Getting to insight through conversation
At the core of data-driven journalism is the ability to pull information, insight and understanding out of the data that surrounds us. Unfortunately, the mechanisms information extraction from data makes it difficult for new users to find the information they need in the data sets we have. In the absence of a skilled practitioner, users have to ramp into techniques that will allows them to find complex information in data sets.
The problem is simply that not everyone has these skills and the number of people who understand the questions that need to be asked how to get to the answers is small. We want to overcome this problem by developing a model that links the questions we ask with the processes that are used to answer them in a way that does not require expert knowledge of analytics.

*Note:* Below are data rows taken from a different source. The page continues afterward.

PR #62, opened 2023-09-26
refactor: push down SQL generate logic in core.BqmlModelFactory

GarrettWu:
I want to make SQL generation as much as possible to stay in the ml.sql module. Will have other changes later.


ashleyxuu (approved):
Thanks for refactoring!

PR #63, opened 2023-09-26
feat: add df.unstack

TrevorBergeron:

### DIFF
--- a/tests/system/small/test_dataframe.py
+++ b/tests/system/small/test_dataframe.py
@@ -1232,11 +1232,6 @@ def test_combine_first(
     pd_df_b.columns = ["b", "a", "d"]
     pd_result = pd_df_a.combine_first(pd_df_b)
 
-    print("pandas")
-    print(pd_result.to_string())
-    print("bigframes")
-    print(bf_result.to_string())
-
     # Some dtype inconsistency for all-NULL columns
     pd.testing.assert_frame_equal(bf_result, pd_result, check_dtype=False)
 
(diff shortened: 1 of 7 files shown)


tests/system/small/test_dataframe.py
```diff
@@ -1705,6 +1700,26 @@ def test_df_stack(scalars_dfs):
     pd.testing.assert_series_equal(bf_result, pd_result, check_dtype=False)
 
 
+def test_df_unstack(scalars_dfs):
+    scalars_df, scalars_pandas_df = scalars_dfs
+    # To match bigquery dataframes
```
shobsi, line 1705: Didn't quite get this, why can't we use the original `scalars_pandas_df`?

tests/system/small/test_multiindex.py
```diff
@@ -729,6 +729,26 @@ def test_column_multi_index_stack(scalars_df_index, scalars_pandas_df_index):
     )
 
 
+def test_column_multi_index_unstack(scalars_df_index, scalars_pandas_df_index):
```
shobsi, line 732: [nit] would `test_multi_column_unstack` better represent this test?

tests/system/small/test_multiindex.py
```diff
@@ -866,6 +886,17 @@ def test_column_multi_index_reorder_levels(scalars_df_index, scalars_pandas_df_i
     pandas.testing.assert_frame_equal(bf_result, pd_result)
 
 
+def test_multi_index_unstack(hockey_df, hockey_pandas_df):
+    bf_result = (
+        hockey_df.set_index(["team_name", "season", "position"]).unstack().to_pandas()
+    )
+    pd_result = hockey_pandas_df.set_index(
+        ["team_name", "season", "position"]
+    ).unstack()
```
shobsi, line 895: I think it would be worth testing for all levels: `{-3, -2, -1, 0, 1, 2}`

TrevorBergeron: I don't support levels param yet. Will add levels support to stack() and unstack() in a later pr.

tests/system/small/test_multiindex.py
TrevorBergeron: My naming convention is based on the initial dataframe object, column_multi_index indicating that the initial column axis is a multi-index. Open to changing this convention, but it is inline with how I've named the tests so far.

tests/system/small/test_dataframe.py
shobsi: So if we remove

```python
scalars_pandas_df = scalars_pandas_df.copy()
```

the following will still apply, just on the original dataframe, no?

```python
scalars_pandas_df.columns = scalars_pandas_df.columns.astype("string[pyarrow]")
```

TrevorBergeron: tests share resources, so we create a copy to make sure our mutation doesn't affect other tests

shobsi: Ah, I was missing that, thanks!

shobsi (approved):

PR #65, opened 2023-09-26
fix: generate unique ids on join to avoid id collisions

TrevorBergeron:

### DIFF
--- a/bigframes/core/joins/single_column.py
+++ b/bigframes/core/joins/single_column.py
@@ -16,6 +16,7 @@
 
 from __future__ import annotations
 
+import itertools
 import typing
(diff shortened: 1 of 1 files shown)


milkshakeiii (approved):
Great!

bigframes/core/joins/single_column.py
```diff
@@ -26,6 +27,7 @@
 import bigframes.constants as constants
 import bigframes.core as core
 import bigframes.core.guid
```
milkshakeiii, line 29: I think this import can be removed?

TrevorBergeron: yeah, with some slight changes, have now removed

PR #68, opened 2023-09-28
feat: Allow df.drop to take an index object

milkshakeiii:


bigframes/dataframe.py
```diff
@@ -925,10 +927,53 @@ def drop(
             )
         if columns:
             block = block.drop_columns(self._sql_names(columns))
-        if not index and not columns:
+        if index is None and not columns:
             raise ValueError("Must specify 'labels' or 'index'/'columns")
         return DataFrame(block)
 
+    def _drop_by_index(self, index: indexes.Index) -> DataFrame:
```
TrevorBergeron, line 934: Can we do this with a block-level join and filter op? Implementing as a block-operation will make it easier to share logic with series. I also worry that this complex index manipulation has edge cases, in particular when it comes to column multi-indices.

bigframes/dataframe.py
```diff
@@ -906,16 +906,18 @@ def drop(
                 columns = labels
 
         block = self._block
-        if index:
+        if index is not None:
             level_id = self._resolve_levels(level or 0)[0]
 
-            if utils.is_list_like(index):
+            if utils.is_list_like(index) or isinstance(index, pandas.Index):
```
TrevorBergeron, line 912: Doesn't utils.is_list_like already match indices?

milkshakeiii: good point, only the fix above ("if index is not None:") is needed. This line is not.

bigframes/dataframe.py
milkshakeiii: Okay, I have refactored it to use block-level join and filter op. The code should be much improved now, or at least much shortened.

tswast (approved):

PR #76, opened 2023-10-02
feat: add equals methods to series/dataframe

TrevorBergeron:


bigframes/core/block_transforms.py
```diff
@@ -24,6 +24,39 @@
 import bigframes.operations.aggregations as agg_ops
 
 
+def equals(block1: blocks.Block, block2: blocks.Block):
```
ashleyxuu, line 27: nit: can add a return type hint here.

ashleyxuu (approved):

bigframes/core/block_transforms.py
TrevorBergeron: added

PR #87, opened 2023-10-04
feat: use default session connection

GarrettWu:

http://b/303283207


jiaxunwu (approved):

bigframes/session.py
```diff
@@ -321,7 +323,10 @@ def __init__(
             ),
         )
 
-        self._bq_connection = context.bq_connection
+        self._bq_connection = (
+            context.bq_connection
```
shobsi, line 327: We should transform this internally to format <project>.<location>.<connection-id> if user just provides <connection-id>. Ashley added this handling in remote function, may be we could generalize that: https://github.com/googleapis/python-bigquery-dataframes/blob/c0efec8956198247b27904345a795f09c80d3502/bigframes/remote_function.py#L767

bigframes/session.py
```diff
@@ -97,6 +97,8 @@
 _BIGQUERYCONNECTION_REGIONAL_ENDPOINT = "{location}-bigqueryconnection.googleapis.com"
 _BIGQUERYSTORAGE_REGIONAL_ENDPOINT = "{location}-bigquerystorage.googleapis.com"
 
+_BIGFRAMES_DEFAULT_CONNECTION_ID = "bigframes-default-connection"
```
shobsi, line 100: Should we add a test that captures the use of this? Will have to create the connection and  configure IAM on its  SA as a prerequisite.

GarrettWu: I can add one after http://cl/571816142.

bigframes/session.py
GarrettWu: We can make it happen, but right now remote function session is an optional field. Which makes supplementing connection project and location from session not always possible. Do we want to make remote function always take bpd.get_default_session() as back up?

shobsi: I think that's a good idea. Current remote_function session logic pre-dates the default session. we can use default session as a backup if session is not provided

GarrettWu: Synced offline, we can add bigframes default session to remote function, so remote function will always have a session, and add a helper to share the functionality of supplementing connections.


def helper(default_proj:str, default_loc:str, default_conn_id:str) -> str:

bigframes/session.py
GarrettWu: Added

bigframes/remote_function.py
```diff
@@ -695,9 +695,12 @@ def remote_function(
             persistent name.
 
     """
```
shobsi, line 697: [nit]

```python
    if not session:
        session = bpd.get_global_session()
```

bigframes/remote_function.py
```diff
@@ -740,11 +741,11 @@ def remote_function(
         dataset_ref = bigquery.DatasetReference.from_string(
             dataset, default_project=bigquery_client.project
         )
-    elif session:
+    else:
         dataset_ref = bigquery.DatasetReference.from_string(
             session._session_dataset_id, default_project=bigquery_client.project
         )
-    else:
+    if not dataset_ref:
```
shobsi, line 748: Looks like it is redundant now?

bigframes/clients.py
```diff
@@ -162,3 +164,25 @@ def _get_service_account_if_connection_exists(
             pass
 
         return service_account
+
+
+def get_connection_name_full(
```
shobsi, line 169: Would it be tidier to make it a class method in `BqConnectionManager`?

tests/system/small/test_remote_function.py
```diff
@@ -465,6 +465,36 @@ def square(x):
     assert_pandas_df_equal_ignore_ordering(bf_result, pd_result)
 
 
+@pytest.mark.flaky(retries=2, delay=120)
+def test_remote_function_default_connection(scalars_dfs, dataset_id):
+    @rf.remote_function([int], int, dataset=dataset_id)
```
shobsi, line 470: direct version is deprecated, recommend testing `session.remote_function` or `bigframes.pandas.remote_function` interface.

https://github.com/googleapis/python-bigquery-dataframes/blob/228aeba09782ae2421040c7601c15d4af92790b6/bigframes/remote_function.py#L609

tests/unit/test_clients.py
shobsi, line 1: Nice, thanks! Let's add one test for the `Invalid connection name format` scenario as well

bigframes/clients.py
shobsi: IMHO it would still make sense, `@classmethod` would mean that it does not depend on the instance level state, but conceptually it would fit in nicely - BqConnectionManager sounds like the entity which is supposed to know the low level details of a connection and can provide helper functions about the same.

bigframes/clients.py
```diff
@@ -162,3 +164,25 @@ def _get_service_account_if_connection_exists(
...
+    connection_name: Optional[str], default_project: str, default_location: str
```
shobsi, line 170: awkward to have optional argument followed by mandatory arguments, would be nice to have it in the end

bigframes/ml/llm.py
```diff
@@ -48,7 +49,14 @@ def __init__(
         connection_name: Optional[str] = None,
     ):
         self.session = session or bpd.get_global_session()
-        self.connection_name = connection_name or self.session._bq_connection
+
+        connection_name = connection_name or self.session._bq_connection
```
shobsi, line 53: I thought about this a bit, we are resolving between 3 potential sources of connection:

1. provided by the user to llm, i.e. `connection_name` arg
2.  defined by the user in the session, i.e. `self.session._bq_connection`
3. the default defined in `clients.py`

How about we set the default in  `Session.__init__` like below?

```python
self._bq_connection = context.bq_connection or "bigframes-default-connection"
```

We are assuming other session defaults there, such as `self._location = "US"`.

bigframes/clients.py
shobsi, line 169: [nit] since it takes a connection and returns a connection after resolving the format, would prefer naming it `resolve_full_connection_name`

tests/system/small/test_remote_function.py
shobsi: I think it's okay, the goal of this test is to assert that default connection takes effect irrespective of the session.

We can add a separate large test `test_remote_function_direct_defaults_to_global_session` specifically for that change.

bigframes/clients.py
GarrettWu: Optional only means it can be value None. It is OK to put it at the front, as it is the most important param of the function.

Not really "optional", which means it has a default value. Then it has to be at the end.

bigframes/clients.py
GarrettWu: That could work. Will address in another PR.

GarrettWu: Will address in another PR.

bigframes/ml/llm.py
GarrettWu: Oh yea, I did this way at first place, but then I found remote_function doesn't always have a session object. So I had to put the default away from session. Then we added default session... 

We can move it to session.

PR #92, opened 2023-10-06
refactor: all ArrayValue ops return only ArrayValue

TrevorBergeron:


bigframes/core/joins/name_resolution.py
```diff
@@ -0,0 +1,39 @@
...
+
+
+class JoinNameRemapper:
+    def __init__(self, namespace: str) -> None:
+        self._namespace = namespace
+
+    def __call__(
+        self, left_column_ids: Sequence[str], right_column_ids: Sequence[str]
+    ) -> Tuple[Mapping[str, str], Mapping[str, str]]:
+        """When joining column ids from different namespaces, this function defines how names are remapped. Map only non-hidden ids."""
```
tswast, line 26: I see here you warn to "Map only non-hidden IDs" but we are passing in some hidden columns in bigframes/core/joins/row_identity.py

tswast (commented):
I like it! One question.

bigframes/core/joins/name_resolution.py
TrevorBergeron: Adjusted code comment to reflect the real constraint: hidden ids should be mapped in a separate namespace as they are compile context-dependent, while value columns names must be fixed regardless of compilation modes.

tswast (approved):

The aim of this project is to provide users with a conversational interface to data sets that allow them to first describe what the data is about, where the various elements that they can ask about can be found, and then ask questions about the data. Users would not know about the details of the relationship between the questions they ask and the analytics that need to be run to answer them. Instead, the system itself would have that knowledge and apply it to produce both visualizations and text in response to questions.
We see this work as a partnership between CS and J in which the design and dynamic of the system will be guided by the journalism students and the development will be executed by the CS students. That is, Journalism will frame the questions and CS will build the machine to provide the answers.
Technical Approach:
Set up core data base as the platform
Select a visualization platform
Select a conversational platform (or not)
Develop a simple language generator to express core ideas
Develop a model of context to be used to better interpret series of questions.
Students will learn about the relationship between data, analytics and meaning. The resulting system would be very interesting to journalist and to anyone who has data and wants to better understand it.